Effect of the size of the memory space

A similar curve without a high peak is observed for SRA. The effect is marginal in SRA because the replica relocations occur less frequently than in DCG since DCG should relocate replicas whenever the network topology changes. We performan in-depth analysis of this simulation result. In SRA, about 45 % of the nodes serve as allocators in our simulation environments. If the allocators are not changed frequently, then the replicas held by the allocators donot change frequently. In other words, the allocators act like the nodes in SAF. Consequently, in SRA, replicas are relocated relatively less frequently than in DCG. In SAF, a node needs to allocate replicas to its memory space and the allocation does not change because the data access frequencies of the nodes donot change in our simulation. Thus, the communication cost is proportional to the size of the memory space.
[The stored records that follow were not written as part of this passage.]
PR #170, opened 2020-08-06
Webinf why choose just one 171681550

Bloodyaugust:
## Motivation
We need to edit fields.

## Acceptance Criteria 
- There is an editable multiple choices field in internal MDS
- When a custom field is a multiple choices field, it is displayed as a multiple choices field in the custom app
- The multiple choices field displays other things like label attributes
- The multiple choices field changes can be saved when the field is dirty (and valid)
- The save button can be enabled / disabled when making changes to the choice field

## PR upkeep checklist

- [x] Change log entry
- [x] Label(s)
- [x] Assignee(s)
- [x] Deployment URL: https://mavenlink.github.io/design-system/webinf-why-choose-just-one-171681550
- [x] Green Bigmaven CI check

https://www.pivotaltracker.com/story/show/171681550


src/components/custom-field-input-multiple-choice/custom-field-input-multiple-choice.jsx
```diff
@@ -26,18 +28,18 @@ function getClassName(readOnly, errorText) {
...
-function CustomFieldInputMultipleChoice(props) {
+const CustomFieldInputMultipleChoice = forwardRef((props, ref) => {
   const autocompleteRef = useRef();
   const [autocompleteValue, setAutocompleteValue] = useState('');
   const [expanded, setExpanded] = useState(false);
   const [value, setValue] = useState(props.value);
-  const visibleChoices = props.choices
-    .filter(choice => choice.label.includes(autocompleteValue))
-    .filter(choice => !value.includes(choice));
+  const [visibleChoices, setVisibleChoices] = useState(getVisibleChoices());
```
juanca, line 36: I don't really see understand visible choices needs to be a stateful property. It looks like this is computed from value and autocompleteValue. Making it stateful seems to just add a bunch of code around managing it.

src/components/custom-field-input-multiple-choice/custom-field-input-multiple-choice.test.jsx
```diff
@@ -183,6 +183,29 @@ describe('<CustomFieldInputMultipleChoice>', () => {
...
+      expect(screen.queryByRole('option', { name: 'Answer to everything' })).toBeInTheDocument();
+
+      rerender(<CustomFieldInputMultipleChoice
+        {...requiredProps}
+        choices={choices}
+        value={choices}
+      />);
+
+      userEvent.click(screen.getByText('test label'));
+      expect(screen.queryByRole('option', { name: 'Answer to everything' })).not.toBeInTheDocument();
```
juanca, line 207: Do we want to add an assertion that the new selected choice (via `value`) is part of the selected choices UI?

Bloodyaugust: Good idea. 👍

src/components/custom-field-input-multiple-choice/custom-field-input-multiple-choice.jsx
```diff
@@ -57,7 +65,8 @@ function CustomFieldInputMultipleChoice(props) {
     const selectedChoiceIndex = choicesRefs.findIndex(choiceRef => choiceRef === event.target);
     const selectedChoice = visibleChoices[selectedChoiceIndex];
     setExpanded(false);
-    setValue([...value, selectedChoice]);
+    const newValue = [...value, selectedChoice].sort((a, b) => a.id - b.id);
```
juanca, line 68: From a UI perspective, we might not want to sort the selected choices. It might cause "unexpected" behavior since it is not apparent that a choice was actually selected if it gets sorted in a large list. However, I think this is something we can iterate on instead of holding up this PR -- possibly yet another pain point with the custom fields API.

Bloodyaugust: Agreed, it kinda sux. Perhaps there's something to be done like only sorting the `value` return, but that does feel like concealing the real problem, which is that the API sorts the selected values instead of maintaining their order.

PR #175, opened 2020-08-12
Ensure markdown paragraphs are styled correctly

juanca:
Looks like Styleguidist might have a bug since it is not re-using the theme fontSizes

https://www.pivotaltracker.com/story/show/174214846
https://www.pivotaltracker.com/story/show/174263131

## PR upkeep checklist

- [x] Change log entry N/A
- [x] Label(s)
- [x] Assignee(s)
- [x] Deployment URL: https://mavenlink.github.io/design-system/fix-site-typography
- [x] Green Bigmaven CI check N/A

### DIFF
--- a/styleguide.config.js
+++ b/styleguide.config.js
@@ -92,6 +92,13 @@ module.exports = {
     TableRenderer: path.join(__dirname, 'styleguide/components/table'),
   },
   styleguideDir: 'build',
+  styles: {
+    Para: {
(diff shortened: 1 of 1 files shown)


juanca:
I reported the issue @ https://github.com/styleguidist/react-styleguidist/issues/1661

I wonder if they'll fix it. If they do, we can clean up our config to be more concise.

5.2.5 Comparison with mobility-based allocation

We compare SRA that use the round-robin allocation method with the mobility-based replica allocation method, call it M-SRA. Figure 9a, b show the data accessibility and the communication cost, respectively. For M-SRA, the parameter \(\updelta \) is set to 2.248 m/s which is the average speed of each node; the average speed was obtained through extensive experiments.

Fig. 9
figure 9

Effect of mobility-based allocation

We expect that both the data accessibility and the communication cost of M-SRA would be higher than that of SRA because the mobility is one of the most important factors in a MANET. However, interestingly, the performance gap between SRA and M-SRA is marginal as we can see in Fig. 9a, b. It proves that grouping scheme is very important in the replica allocation in a MANET but the allocation of replicas in a group is not so important in this environment.

6 Conclusions

Although grouping in the existing replica allocation scheme is an effective way to achieve high data accessibility, it may lead to a very high communication cost. To resolve this problem, we propose the neighborhood-based replica allocation scheme with mobility-based grouping and role-based allocation according to estimated frequencies. The analytical evaluation and simulation results show that the proposed scheme is quite effective in terms of the communication cost, while achieving high data accessibility. Moreover, our proposed scheme is scalable because it maintains a similar performance in terms of communication cost as the number of nodes increases. We plan to analyze the proposed scheme and other replica allocation schemes in more practical environments considering the energy of devices along with various data item access patterns, more realistic mobility patterns and various data item sizes.